*Description of the task:* Search the entries below for "leave" and copy each matching line.
-- Materials provided follows --
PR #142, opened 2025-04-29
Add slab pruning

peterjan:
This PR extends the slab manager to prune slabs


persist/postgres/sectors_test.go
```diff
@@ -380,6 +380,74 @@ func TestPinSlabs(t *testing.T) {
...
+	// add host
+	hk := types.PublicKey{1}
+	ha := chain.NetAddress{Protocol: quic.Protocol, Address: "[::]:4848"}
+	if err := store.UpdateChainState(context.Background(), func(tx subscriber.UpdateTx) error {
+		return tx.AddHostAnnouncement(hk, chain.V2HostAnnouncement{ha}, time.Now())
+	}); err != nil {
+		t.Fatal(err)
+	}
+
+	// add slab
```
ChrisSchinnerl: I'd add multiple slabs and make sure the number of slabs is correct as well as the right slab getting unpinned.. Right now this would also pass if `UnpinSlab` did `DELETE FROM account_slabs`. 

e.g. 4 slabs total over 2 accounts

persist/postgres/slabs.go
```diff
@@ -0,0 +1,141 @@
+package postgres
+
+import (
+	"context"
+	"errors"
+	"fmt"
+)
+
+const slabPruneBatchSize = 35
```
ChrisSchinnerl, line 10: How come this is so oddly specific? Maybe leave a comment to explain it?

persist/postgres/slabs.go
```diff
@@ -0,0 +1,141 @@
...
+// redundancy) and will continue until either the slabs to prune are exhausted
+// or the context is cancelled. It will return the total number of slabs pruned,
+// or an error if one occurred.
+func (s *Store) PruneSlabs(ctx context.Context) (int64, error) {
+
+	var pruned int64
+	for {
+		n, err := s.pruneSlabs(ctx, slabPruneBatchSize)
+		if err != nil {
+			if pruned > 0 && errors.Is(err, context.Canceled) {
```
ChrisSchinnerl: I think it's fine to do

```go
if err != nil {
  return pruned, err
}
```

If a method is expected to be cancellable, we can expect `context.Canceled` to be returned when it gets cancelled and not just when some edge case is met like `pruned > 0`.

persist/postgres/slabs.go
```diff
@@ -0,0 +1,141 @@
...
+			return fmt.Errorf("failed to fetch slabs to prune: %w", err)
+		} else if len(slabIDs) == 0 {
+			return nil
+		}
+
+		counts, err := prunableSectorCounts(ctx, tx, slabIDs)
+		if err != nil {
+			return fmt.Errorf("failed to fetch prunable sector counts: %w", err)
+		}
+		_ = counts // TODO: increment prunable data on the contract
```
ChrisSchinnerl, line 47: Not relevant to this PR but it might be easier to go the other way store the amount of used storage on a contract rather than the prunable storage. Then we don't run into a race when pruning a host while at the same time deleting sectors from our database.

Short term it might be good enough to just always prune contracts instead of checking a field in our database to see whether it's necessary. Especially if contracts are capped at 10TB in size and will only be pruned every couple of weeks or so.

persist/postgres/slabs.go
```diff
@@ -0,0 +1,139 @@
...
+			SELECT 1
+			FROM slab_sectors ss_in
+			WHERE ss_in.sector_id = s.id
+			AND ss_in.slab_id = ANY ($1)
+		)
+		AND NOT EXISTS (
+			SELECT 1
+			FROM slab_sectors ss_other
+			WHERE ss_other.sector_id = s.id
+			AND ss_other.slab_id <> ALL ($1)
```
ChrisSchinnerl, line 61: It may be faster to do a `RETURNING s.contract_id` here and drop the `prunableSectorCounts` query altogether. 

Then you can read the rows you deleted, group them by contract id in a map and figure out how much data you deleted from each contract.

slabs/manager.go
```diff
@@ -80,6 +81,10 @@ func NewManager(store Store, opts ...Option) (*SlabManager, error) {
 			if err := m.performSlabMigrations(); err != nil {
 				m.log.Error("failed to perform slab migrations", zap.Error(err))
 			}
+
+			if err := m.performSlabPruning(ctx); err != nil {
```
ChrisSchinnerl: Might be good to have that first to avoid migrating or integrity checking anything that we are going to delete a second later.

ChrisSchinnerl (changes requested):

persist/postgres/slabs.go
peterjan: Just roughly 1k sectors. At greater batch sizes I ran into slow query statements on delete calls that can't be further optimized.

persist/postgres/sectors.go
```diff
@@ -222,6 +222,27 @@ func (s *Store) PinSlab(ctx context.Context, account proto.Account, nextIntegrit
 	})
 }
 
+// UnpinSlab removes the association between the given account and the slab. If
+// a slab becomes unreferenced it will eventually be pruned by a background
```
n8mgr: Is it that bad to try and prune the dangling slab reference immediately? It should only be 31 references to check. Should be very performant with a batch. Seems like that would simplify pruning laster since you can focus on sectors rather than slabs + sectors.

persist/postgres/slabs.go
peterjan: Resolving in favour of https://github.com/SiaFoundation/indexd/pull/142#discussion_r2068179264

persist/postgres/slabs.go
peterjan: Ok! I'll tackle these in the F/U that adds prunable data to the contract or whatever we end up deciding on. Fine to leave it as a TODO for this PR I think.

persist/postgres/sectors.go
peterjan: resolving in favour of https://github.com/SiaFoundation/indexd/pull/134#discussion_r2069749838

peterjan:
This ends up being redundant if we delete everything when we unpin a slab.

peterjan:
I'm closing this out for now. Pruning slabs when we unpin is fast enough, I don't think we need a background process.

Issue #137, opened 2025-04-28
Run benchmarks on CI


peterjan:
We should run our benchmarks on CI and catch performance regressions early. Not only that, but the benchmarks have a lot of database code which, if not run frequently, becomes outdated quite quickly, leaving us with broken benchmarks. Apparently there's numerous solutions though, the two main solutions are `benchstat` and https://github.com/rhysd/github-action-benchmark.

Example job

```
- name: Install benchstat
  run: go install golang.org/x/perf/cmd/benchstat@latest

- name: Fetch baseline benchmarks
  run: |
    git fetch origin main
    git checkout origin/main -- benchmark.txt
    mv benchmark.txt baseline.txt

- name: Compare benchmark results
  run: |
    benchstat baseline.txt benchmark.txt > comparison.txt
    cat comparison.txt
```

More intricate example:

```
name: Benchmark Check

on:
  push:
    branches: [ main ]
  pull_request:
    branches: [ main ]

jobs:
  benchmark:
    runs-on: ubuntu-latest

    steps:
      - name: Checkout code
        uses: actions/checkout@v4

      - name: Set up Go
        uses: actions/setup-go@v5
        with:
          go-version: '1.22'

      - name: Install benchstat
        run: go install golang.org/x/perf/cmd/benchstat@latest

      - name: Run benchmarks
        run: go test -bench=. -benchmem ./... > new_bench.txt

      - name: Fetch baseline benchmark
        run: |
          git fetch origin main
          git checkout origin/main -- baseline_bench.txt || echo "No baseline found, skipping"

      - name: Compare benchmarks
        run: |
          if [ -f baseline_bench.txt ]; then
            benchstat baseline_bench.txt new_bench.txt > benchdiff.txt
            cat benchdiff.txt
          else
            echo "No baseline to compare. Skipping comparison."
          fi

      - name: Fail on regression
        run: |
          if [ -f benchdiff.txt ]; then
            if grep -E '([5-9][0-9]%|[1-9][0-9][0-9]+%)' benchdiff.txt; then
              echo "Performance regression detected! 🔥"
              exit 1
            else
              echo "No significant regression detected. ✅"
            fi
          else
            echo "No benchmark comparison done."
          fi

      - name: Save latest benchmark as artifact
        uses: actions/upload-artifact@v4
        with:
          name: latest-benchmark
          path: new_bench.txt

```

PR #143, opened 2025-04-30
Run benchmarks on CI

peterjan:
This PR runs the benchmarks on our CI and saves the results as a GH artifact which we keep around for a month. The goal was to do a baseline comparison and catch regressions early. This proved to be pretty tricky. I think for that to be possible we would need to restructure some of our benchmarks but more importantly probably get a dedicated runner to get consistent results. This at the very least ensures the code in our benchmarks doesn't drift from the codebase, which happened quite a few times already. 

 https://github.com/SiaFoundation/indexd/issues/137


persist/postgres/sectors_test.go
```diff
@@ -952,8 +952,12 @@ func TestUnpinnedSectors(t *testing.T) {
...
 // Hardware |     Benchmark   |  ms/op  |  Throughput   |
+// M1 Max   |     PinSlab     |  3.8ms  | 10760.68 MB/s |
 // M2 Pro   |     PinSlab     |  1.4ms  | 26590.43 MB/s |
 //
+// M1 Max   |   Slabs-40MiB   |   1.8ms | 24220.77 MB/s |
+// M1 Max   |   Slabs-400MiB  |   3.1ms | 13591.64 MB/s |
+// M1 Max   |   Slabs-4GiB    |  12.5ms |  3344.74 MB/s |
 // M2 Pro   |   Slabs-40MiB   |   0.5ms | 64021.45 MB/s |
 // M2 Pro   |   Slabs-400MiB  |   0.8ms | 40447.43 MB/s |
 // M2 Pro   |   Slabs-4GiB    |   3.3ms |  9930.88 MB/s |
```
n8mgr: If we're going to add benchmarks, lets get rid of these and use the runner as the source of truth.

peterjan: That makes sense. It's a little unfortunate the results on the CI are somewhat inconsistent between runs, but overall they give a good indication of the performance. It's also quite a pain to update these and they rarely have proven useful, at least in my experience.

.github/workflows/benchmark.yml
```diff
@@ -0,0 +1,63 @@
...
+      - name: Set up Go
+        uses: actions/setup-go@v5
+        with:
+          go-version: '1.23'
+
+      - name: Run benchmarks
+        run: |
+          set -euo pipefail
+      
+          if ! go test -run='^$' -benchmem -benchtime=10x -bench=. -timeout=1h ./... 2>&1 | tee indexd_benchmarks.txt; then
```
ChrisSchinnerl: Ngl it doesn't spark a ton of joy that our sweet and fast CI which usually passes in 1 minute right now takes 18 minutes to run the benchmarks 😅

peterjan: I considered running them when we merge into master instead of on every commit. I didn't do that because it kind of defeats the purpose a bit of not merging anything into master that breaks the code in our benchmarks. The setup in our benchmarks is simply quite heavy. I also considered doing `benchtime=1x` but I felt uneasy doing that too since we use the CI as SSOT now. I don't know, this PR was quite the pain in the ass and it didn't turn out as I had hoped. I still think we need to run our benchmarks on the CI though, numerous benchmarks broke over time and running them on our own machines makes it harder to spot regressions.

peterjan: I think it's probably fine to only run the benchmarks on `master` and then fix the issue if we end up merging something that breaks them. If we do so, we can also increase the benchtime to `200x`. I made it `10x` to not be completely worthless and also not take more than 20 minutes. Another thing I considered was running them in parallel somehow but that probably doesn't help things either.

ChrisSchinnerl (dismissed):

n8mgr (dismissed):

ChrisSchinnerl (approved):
-- Materials provided concluded --
*Result:*
ChrisSchinnerl, line 10: How come this is so oddly specific? Maybe leave a comment to explain it?
peterjan: Ok! I'll tackle these in the F/U that adds prunable data to the contract or whatever we end up deciding on. Fine to leave it as a TODO for this PR I think.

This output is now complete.